[Stored items]
____________________
Issue #836, opened 2024-09-16
pyat detuning help message and lattice periodicity


oscarxblanco:
Dear all,
the function `at.detuning` in pyat calculates the derivative wrt action $J=\frac{x^2\gamma}{2}$ where $\gamma=\frac{1+\alpha^2}{\beta}$.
____________________
Copy exactly the line containing "pyat detuning help" and each line after it through the end of the records above.

pyat detuning help message and lattice periodicity


oscarxblanco:
Dear all,
the function `at.detuning` in pyat calculates the derivative wrt action $J=\frac{x^2\gamma}{2}$ where $\gamma=\frac{1+\alpha^2}{\beta}$.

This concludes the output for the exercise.